Vergi hukukuna ilişkin evraklar muhtara bırakılarak tebliğ edilemez

7201 sayılı Tebligat Kanunu’nun 51. maddesi uyarınca, “Mali tebliğler, kendi kanunlarında sarahat bulunmayan hallerde, bu kanunun umumi hükümlerine tevfikan yapılır.”
Kanun burada, mali tebliğlerin, kendi kanunlarında düzenlenen usule göre tebliğ edilmesi gerektiğini açıkça düzenlemiştir.
Daha açık bir tanımla, vergilendirme ile ilgili olarak yapılması icap eden tebligatlar hakkında 7201 sayılı Tebligat Kanunu hükümlerinin uygulanması, ancak, vergilendirmeye ilişkin tebliğ hükümlerinde herhangi bir düzenleme bulunmaması hâlinde mümkündür.
Bunun mefhumu muhalifinden, vergilendirmeye ilişkin bilumum vesikaların tebliği ile ilgili olarak kendi kanunlarında hüküm bulunan hâllerde Tebligat Kanunu hükümlerinin uygulanması hukuka aykırılık teşkil edecektir.
Ancak vergi daireleri tarafından düzenlenen yazıların) ki bu bir vergi/ceza ihbarnamesi veya ödeme emri de olabilir) Vergi Usul Kanunu’nda olmayan bir usulle, muhataba ulaşılamaması hâlinde muhtara bırakılarak tebliğ edildiğine şahit oluyoruz.
Hemen belirtelim ki yargı kararları ile de kesinlik kazandığı üzere, vergilendirmeye ilişkin her çeşit evrakın, Vergi Usul Kanunu’nun 93 ve devamında düzenlenen hükümlere göre tebliğ edilmesi şarttır.

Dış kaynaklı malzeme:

PR #1839, opened 2022-08-04
add EventProcessorTests

SimonCropp:
and ensure non default contexts appear in snapshots

#skip-changelog


SimonCropp:
@mattjohnsonpint any ideas why this would only fail on windows in CI?

mattjohnsonpint (approved):

PR #1842, opened 2022-08-05
Add API for deliberately crashing an app

mattjohnsonpint:
This adds a new public API, `SentrySdk.CauseCrash(CrashType)`, and several crash types - some of which are platform specific.  This makes demonstrating how Sentry handles such crashes much easier.

The main Sentry library for the `net6.0-android` target will now include some Java and C code that was previously used in the Android sample.  The code and build scripts have been cleaned up a bit.  We will still keep the binaries checked in so contributors don't necessarily need to re-build these dependencies.  However we will rebuild them in CI to make sure the ones we are always clean and secure.

For the `net6.0-ios` target, we already have code in the Sentry Cocoa SDK that will cause a native crash, so we just call that.


src/Sentry/Platforms/iOS/SentrySdk.cs
```diff
@@ -6,11 +6,6 @@ namespace Sentry;
 
 public static partial class SentrySdk
 {
-    /// <summary>
-    /// Causes a native crash.  Use for testing purposes only.
-    /// </summary>
-    public static void CauseNativeCrash() => SentryCocoa.SentrySDK.Crash();
```
mattjohnsonpint, line 12: Note: Removing this wasn't a breaking change, because we just recently added it and it was never deployed.

SimonCropp (approved):

PR #1849, opened 2022-08-12
Add and configure options for the iOS SDK

mattjohnsonpint:
- Sets the default options for the Cocoa SDK
- Added several internal extension methods to deal with various mappings between .NET and Objective-C data types
- Connect `BeforeBreadcrumb` on the Cocoa SDK
- Prevented duplicate events on unhandled managed crash by filtering out the corresponding native SIGABRT event

A few minor fixes along the way:
- Fixed the MAUI sample app crashing on startup on iOS
- Updated some `#if` statements
- Fixed some typos
- Set defaults explicitly for the Android options
- Fixed a bug with `DefaultTags` being duplicated in the Android SDK
- Aliased a few common types

Next to do (separate PRs coming for these)
- Finish connecting `BeforeSend` and `OnCrashedLastRun`, both which need `SentryEvent` to/from working.
  - Started on this - code is commented out in this PR.
- Gather device and context info in `IosScopeObserver`
- Need to move the `Distribution` option into the main SDK.

### DIFF
--- a/src/Sentry/Platforms/Android/SentryOptions.cs
+++ b/src/Sentry/Platforms/Android/SentryOptions.cs
@@ -250,7 +250,7 @@ public partial class SentryOptions
         /// events that originate from the embedded Android SDK. The default value is <c>false</c> (disabled).
         /// </summary>
         /// <remarks>
-        /// This is an experimental feature and is imperefct, as the .NET SDK and the embedded Android SDK don't
+        /// This is an experimental feature and is imperfect, as the .NET SDK and the embedded Android SDK don't
         /// implement all of the same features that may be present in the event graph. Some optional elements may
         /// be stripped away during the roundtripping between the two SDKs.  Use with caution.
         /// </remarks>
--- a/src/Sentry/Platforms/Android/SentryOptions.cs
+++ b/src/Sentry/Platforms/Android/SentryOptions.cs
@@ -204,8 +204,8 @@ public partial class SentryOptions
 
         // ---------- Other ----------
 
-        internal string[]? InAppExclude { get; set; }
-        internal string[]? InAppInclude { get; set; }
+        internal List<string>? InAppExcludes { get; private set; }
+        internal List<string>? InAppIncludes { get; private set; }
 
         /// <summary>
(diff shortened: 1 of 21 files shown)


src/Sentry/Platforms/iOS/Extensions/SentryEventExtensions.cs
```diff
@@ -0,0 +1,45 @@
...
+//         envelope.Serialize(stream, options.DiagnosticLogger);
+//         stream.Seek(0, SeekOrigin.Begin);
+//
+//         using var data = NSData.FromStream(stream)!;
+//         var cocoaEnvelope = SentryCocoa.PrivateSentrySDKOnly.EnvelopeWithData(data);
+//
+//         var cocoaEvent = (SentryCocoa.SentryEvent) cocoaEnvelope.Items[0];
+//         return cocoaEvent;
+//     }
+// }
```
mattjohnsonpint, line 45: Ignore this.  Leaving in as commented because I'll be returning to it soon.

mattjohnsonpint: Same goes for the few other blocks commented that will end up using this when ready.

src/Sentry/Platforms/Android/SentryOptions.cs
```diff
@@ -33,7 +33,7 @@ public class AndroidOptions
         /// <remarks>
         /// See https://docs.sentry.io/platforms/android/configuration/app-not-respond/
         /// </remarks>
-        public bool AnrReportInDebug { get; set; }
+        public bool AnrReportInDebug { get; set; } = false;
```
SimonCropp, line 36: why adding the redundant ` = false;`?

mattjohnsonpint: To be explicit about matching the defaults that are set in the native SDKs.  Easy to miss an `= true` if there's a whole bunch of falses in a row. Better in this case to have a place for the default on every property.

SimonCropp (approved):

PR #1851, opened 2022-08-13
Add `Distribution` properties to go along with `Release` info

mattjohnsonpint:
From https://develop.sentry.dev/sdk/event-payloads/#optional-attributes

image

We had `release`, but not `dist` because it's usually used only in mobile apps.  For one example usage, see our [React Native docs](https://docs.sentry.io/platforms/react-native/sourcemaps/#using-custom-release-and-distribution).

We need this now, since we have the embedded Android and iOS SDKs.  However, for various reasons, it was much easier to make it an optional value available to all targets.


mattjohnsonpint:
Env vars are leaking.  I'll fix soon.

src/Sentry/Internal/DistributionLocator.cs
```diff
@@ -0,0 +1,19 @@
+using System;
+
+namespace Sentry.Internal
+{
+    internal static class DistributionLocator
```
SimonCropp, line 5: wouldnt this be simpler with a `GetEnvironmentVariable` in the static constructor and allow the resulting prop to be settable for testing purposes?

src/Sentry/Internal/MainSentryEventProcessor.cs
```diff
@@ -93,6 +95,11 @@ public SentryEvent Process(SentryEvent @event)
                 @event.Release = Release;
             }
 
+            if (@event.Distribution == null)
+            {
+                @event.Distribution = Distribution;
+            }
```
SimonCropp, line 101:
```
@event.Distribution ??= Distribution;
```

and the same on the two above?

src/Sentry/SentryOptions.cs
```diff
@@ -223,6 +223,20 @@ public bool IsGlobalModeEnabled
         /// <seealso href="https://docs.sentry.io/platforms/dotnet/configuration/releases/"/>
         public string? Release { get; set; }
 
+        /// <summary>
+        /// The distribution of the application, associated with the release set in <see cref="Release"/>.
+        /// </summary>
+        /// <example>
+        /// TODO: add examples
```
SimonCropp, line 230: given this will appear in intellisense,  probs better to have an issue to track it and remove the todo?

src/Sentry/Internal/DistributionLocator.cs
mattjohnsonpint: It sure would.  I was copying the existing pattern from the other "locator" classes, but that would be much simpler.  I'll do that next.

mattjohnsonpint: We can do much better with testing on environment variables anyway, and those locators can be collapsed to a single class.

mattjohnsonpint: On second thought, I'm going to do that work in a separate PR first and then update this to use it later.  We'll hold this one for now.

mattjohnsonpint:
This is ready.  Default values for release and distribution for Android and iOS will come in a separate PR after this is merged.

SimonCropp (approved):

PR #1852, opened 2022-08-13
Fix nullability warnings with IsNull extension method

mattjohnsonpint:
This is just a cleanup PR.

We have a lot of places in our code where we do this sort of check:

```csharp
// Not to throw on code that ignores nullability warnings.
// ReSharper disable once ConditionIsAlwaysTrueOrFalse
if (other is null)
{
    return null;
}
```

That particular ReSharper disable comment doesn't quite catch everything.  To do that, we'd have to expand them to this mess:

```csharp
#if NET461 || NETSTANDARD2_0
    // ReSharper disable once ConditionIsAlwaysTrueOrFalse
    // ReSharper disable HeuristicUnreachableCode
    if (other is null)
    {
        return;
    }
    // ReSharper restore HeuristicUnreachableCode
#else
    // ReSharper disable once ConditionIsAlwaysTrueOrFalseAccordingToNullableAPIContract
    if (other is null)
    {
        return;
    }
#endif
```

Instead, we can use a one-line extension method that doesn't need any of those comments:

```csharp
internal static class MiscExtensions
{
    public static bool IsNull(this object? o) => o is null;
}
```

#skip-changelog


bruno-garcia:
is the ide going to warn users to replace is null with this extension method? Seems like it'll be an item folks need to remember in pr reviews and point out to any new contributor

mattjohnsonpint:
No. It's just a workaround for when we want a runtime check for null when the IDE says it's not needed. We don't (and shouldn't) use it everywhere, and nothing will prompt you to use it. 

If we could make all consumers of our library require nullabilty checks, we wouldn't need it at all.

mattjohnsonpint:
It's internal anyway.

mattjohnsonpint:
Note also that the current implementation is problematic, because it only takes effect on `net461` and `netstandard2.0` targets.  On other targets like `net6.0`, you still get the yellow warning but also the actual effect of `ConditionIsAlwaysTrueOrFalse` being disabled passes further down the code.  In theory, it could disable something we wanted to see.

bruno-garcia:
The warning is about checking for null when not needed. Is it possible disabling the warning completely is a better route?

mattjohnsonpint:
No. That would hurt us in many other ways.  This is just about when we've specifically decided to make a guard for null at runtime on a public api that says null is not allowed.  The IDE will till us that the guard isn't required, which only holds true if the caller is also using nullabilty checks on their side.  So we've decided in several places to keep the guard in place.  I'm not suggesting we change anything in that regard.

All this does is fix the fact that our current ReSharper ignore comment only works on net461 and netstandard20 targets.  Most of the time I have net6.0 set in the editor and all of these show yellow.

mattjohnsonpint:
Some example screenshots of this code:

https://github.com/getsentry/sentry-dotnet/blob/40ec0d87fd1b8b41c04a3c774bcb9bc4b3e5dfd4/src/Sentry/Scope.cs#L324-L329

In .NET 6.0:

image

In .NET Framework 4.6.1.:

image

Resolve in .NET 6.0 by updating the ignore comment

image

... but that doesn't work for .NET 4.6.1.

image


This covers both but is big and ugly:

.NET 6.0:

image

.NET 4.6.1:

image



The extension method get the same effect without any ugliness

image

mattjohnsonpint:
Going back to your original question:

> is the ide going to warn users to replace is null with this extension method? 

The IDE warns that the null check isn't required.  The only thing it recommends is to delete the check completely.  We've decided to do it anyway, because it's on a public facing API and we don't know for certain that the consumer has nullability checks enabled.  So we need a workaround, which this provides.

SimonCropp:
Yuck. but seems the least worst option given how many legacy frameworks we still support

SimonCropp (approved):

Vergi Usul Kanunu’nda ise muhtara bırakmak suretiyle tebliğ şeklinde bir düzenleme yoktur.
Tebligat Kanunu’nda yer alan muhtara bırakma usulünün vergilendirme ile ilgili bir evrak için kullanılması durumunda, usulsüz tebliğ sebebiyle evrakın geçersizliği sonucu doğacaktır.
Örneğin; vergi/ceza ihbarnamesinin muhtara bırakılarak tebliğ edildiğini varsayalım.
Bundan haberi dahi olmayan mükellef, dava açma süresi geçtiği için bu sefer, tahakkuk eden amme borcuyla ilgili olarak ödeme emri ile karşı karşıya kalacaktır.
İşte bu ödeme emrine karşı açılacak davada, ödeme emrinin içeriği olan borçların dayanağı olan vergi/ceza ihbarnamelerinin usulsüz tebliğ edildiği, muhtara bırakma şeklinde bir tebliğin vergi hukukunda geçerli olmadığı ileri sürülerek, ödeme emrinin iptali sağlanabilir.
Yargılamalarda usulün esastan üstün olduğunu, yani dava içeriğinden evvel davaya sebebiyet veren işlemin hangi usul takip edilerek tanzim edildiğinin değerlendirildiğini unutmayın.